* Stored data entries *
-- -- --

PR #45655, opened 2024-06-04
feat(dbal): insert ignore conflict method for MySQL and SQLite

Altahrim:
## Summary

Add ignore conflicts method for MySQL
Similar to PgSQL: https://github.com/nextcloud/server/blob/master/lib/private/DB/AdapterPgSql.php#L26-L37

## Checklist

### DIFF
--- a/lib/private/DB/AdapterMySQL.php
+++ b/lib/private/DB/AdapterMySQL.php
@@ -35,4 +35,32 @@ class AdapterMySQL extends Adapter {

-- -- --

* WORK ITEM *
Each line in the entries above that includes the string "ignore" should be extracted.

* ANSWER SPACE *
feat(dbal): insert ignore conflict method for MySQL and SQLite
Add ignore conflicts method for MySQL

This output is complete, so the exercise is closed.